The Company has primarily utilized its cash, cash equivalents, and investments generated from sales of our common stock, proceeds from the exercise of options and warrants, and royalty fees collected to fund its research and development of SPD light valves, for marketing initiatives, and for other working capital purposes. The Company’s working capital and capital requirements depend upon numerous factors, including the results of research and development activities, competitive and technological developments, the timing and cost of patent filings, and the development of new licensees and changes in the Company’s relationships with its existing licensees. The degree of dependence of the Company’s working capital requirements on each of the foregoing factors cannot be quantified; increased research and development activities and related costs would increase such requirements; the addition of new licensees may provide additional working capital or working capital requirements; and changes in relationships with existing licensees would have a favorable or negative impact depending upon the nature of such changes. We have incurred recurring losses since inception and expect to continue to incur losses as a result of costs and expenses related to our research and continued development of our SPD technology and our corporate general and administrative expenses. Our capital requirements and operations to date have been substantially funded through sales of our common stock, exercise of options and warrants and royalty fees collected. As of March 31, 2021, we had working capital of approximately $4.7 million, cash and cash equivalents of approximately $4.2 million, shareholders’ equity of approximately $4.9 million and an accumulated deficit of approximately $118.4 million. Our projected cash flow shortfall based on our current operations adjusted for any non-recurring cash expenses for the next 12 months is approximately $400,000-$450,000 per quarter. Based on our current expectations of our cash flow shortfall for the next 12 months, our working capital would support our activities for the next 32 months.

 

7 
 

 

In the event that we are unable to generate sufficient cash from our operating activities or raise additional funds, we may be required to delay, reduce or severely curtail our operations or otherwise impede our on-going business efforts, which could have a material adverse effect on our business, operating results, financial condition and long-term prospects. The Company may seek to obtain additional funding through future equity issuances. There can be no assurance as to the availability or terms upon which such financing and capital might be available. The eventual success of the Company and generation of positive cash flow will be dependent upon the commercialization of products using the Company’s technology by the Company’s licensees and payments of continuing royalties on account thereof. To date, the Company has not generated sufficient revenue from its licensees to fund its operations.

 

Recent Global Events:

 

On March 11, 2020, the World Health Organization declared the novel strain of coronavirus (“COVID-19”) a global pandemic and recommended containment and mitigation measures worldwide. As a result, the Company expects operations at its facility to continue to be affected in some capacity, as the COVID-19 virus continues to proliferate and the federal, state and local governments under which we operate continue to adopt new rules. The Company has put in place enhanced procedures, such as restricting international and domestic travel, adopting a variety of steps designed to ensure social distancing in our facilities, including working remotely where available, and increasing our cleaning and sanitizing procedures in our facilities, in an effort to protect its employees and communities.

 

Revenues were negatively impacted since the onset of the pandemic due to delays in manufacture of products using our technology.

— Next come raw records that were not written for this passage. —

PR #6972, opened 2025-11-13
Relation wrongly detected as nullable for ManyToOne with cascade

nsams:
Metadata for this field is nullable=true
```
  @ManyToOne({ entity: () => Country, ref: true, cascade: [Cascade.REMOVE] })
  country!: Ref<Country>;
```

Workaround, explicitly set to false:
```
  @ManyToOne({ entity: () => Country, ref: true, cascade: [Cascade.REMOVE], nullable: false })
  country!: Ref<Country>;
```

See test in this PR for reproduction

### DIFF
--- a/tests/issues/GHXXXX.test.ts
+++ b/tests/issues/GHXXXX.test.ts
@@ -1,0 +1,50 @@
+import {
+  Cascade,
+  Entity,
+  ManyToOne,
+  MikroORM,
+  PopulateHint,
+  PrimaryKey,
+  Ref,
+} from '@mikro-orm/sqlite';
+
+@Entity()
+class Location {
+
+  @PrimaryKey()
+  id!: number;
+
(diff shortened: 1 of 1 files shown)


B4nan:
I honestly don't remember why it is like that, the code is super old.

https://github.com/mikro-orm/mikro-orm/blob/master/packages/core/src/metadata/MetadataDiscovery.ts#L491

I'll change it in v7, since it might be seen as breaking.

---

Anyway, do you understand what the `cascade` option is for? In your test case, it means that if you remove the owning entity, the target relation will get removed as well. People usually want the opposite direction, which is `deleteRule: 'cascade'`.

nsams:
Thank you!

---

(I'm not the developer writing this relation code, but I'll forward your comment - makes perfectly sense - thank you)

B4nan:
fixed in v7 via e2b4cba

Most of the products using our technology are manufactured by licensees overseas in Europe and Asia who have been similarly affected by the pandemic. The disruption caused by public health crises, such as COVID-19, could result in lower levels of sale activity for products using our technology resulting in lower level of royalties owed to us from the sale of these products. The duration of the potential business disruptions and related financial impact cannot be reasonably estimated at this time, but could materially adversely affect our business, financial condition, results of operations, and cash flows. Net of amounts previously reserved which were fully written off in 2020, the Company increased its allowance for uncollectible royalty receivables in 2020 until the collectability from certain licensees can be better ascertained in the regions affected by COVID-19.

 

In connection with the COVID-19 crisis, Congress passed, and the president signed, the Coronavirus Aid, Relief, and Economic Security Act (“CARES Act”) which, among other things, provides relief for businesses impacted by the pandemic. The Company applied for and received $202,052 in proceeds from the Paycheck Protection Program (“PPP Loan”) made available under the CARES Act. The PPP Loan is intended to offer businesses hurt by the COVID-19 pandemic economic assistance with the potential for the principal to be forgiven based on certain expenses incurred during the first 24 weeks after the issuance of the PPP Loan. The Company estimated that all of the loan will be forgiven and has applied for forgiveness. Consequently, the Company recorded $202,052 as other income for the year ended December 31, 2020 representing the PPP Loan estimated to be forgiven.

 

Note 3. Patent Costs

 

The Company expenses costs relating to the development, acquisition or enforcement of patents due to the uncertainty of the recoverability of these items.

 

Note 4. Revenue Recognition

 

Company recognizes revenue in accordance with ASC 606, Revenue from Contracts with Customers (Topic 606). The standard provides a single comprehensive revenue recognition model for all contracts with customers and supersedes existing revenue recognition guidance. The revenue standard contains principles that an entity will apply to determine the measurement of revenue and timing of when it is recognized. The underlying principle is that an entity will recognize revenue to depict the transfer of goods or services to customers at an amount that the entity expects to be entitled to in exchange for those goods or services.

 

ASC 606 follows a five-step approach to determining revenue recognition including: 1) Identification of the contract; 2) Identification of the performance obligations; 3) Determination of the transaction price; 4) Allocation of the transaction price and 5) Recognition of revenue.

 

8 
 

 

The Company determined that its license agreements provide for three performance obligations which include: (i) the Grant of Use to its Patent Portfolio (“Grant of Use”), (ii) Stand-Ready Technical Support (“Technical Support”) including the transfer of trade secrets and other know-how, production of materials, scale-up support, analytical testing, etc., and (iii) access to new Intellectual Property (“IP”) that may be developed sometime during the course of the contract period (“New Improvements”). Given the nature of IP development, such New Improvements are on an unspecified basis and can occur and be made available to licensees at any time during the contract period.

 

When a contract includes more than one performance obligation, the Company needs to allocate the total consideration to each performance obligation based on its relative standalone selling price or estimate the standalone selling price if it is not observable. A standalone selling price is not available for our performance obligations since we do not sell any of the services separately and there is no competitor pricing that is available. As a consequence, the best method for determining standalone selling price of our Grant of Use performance obligation is through a comparison of the average royalty rate for comparable license agreements as compared to our license agreements. Comparable license agreements must consider several factors including: (i) the materials that are being licensed, (ii) the market application for the licensed materials, and (iii) the financial terms in the license agreements that can increase or decrease the risk/reward nature of the agreement.

 

Based on the royalty rate comparison referred to above, any pricing above and beyond the average royalty rate would relate to the Technical Support and New Improvements performance obligations. The Company focuses a significant portion of its time and resources to provide the Technical Support and New Improvements services to its licensees which further supports the conclusions reached using the royalty rate analysis.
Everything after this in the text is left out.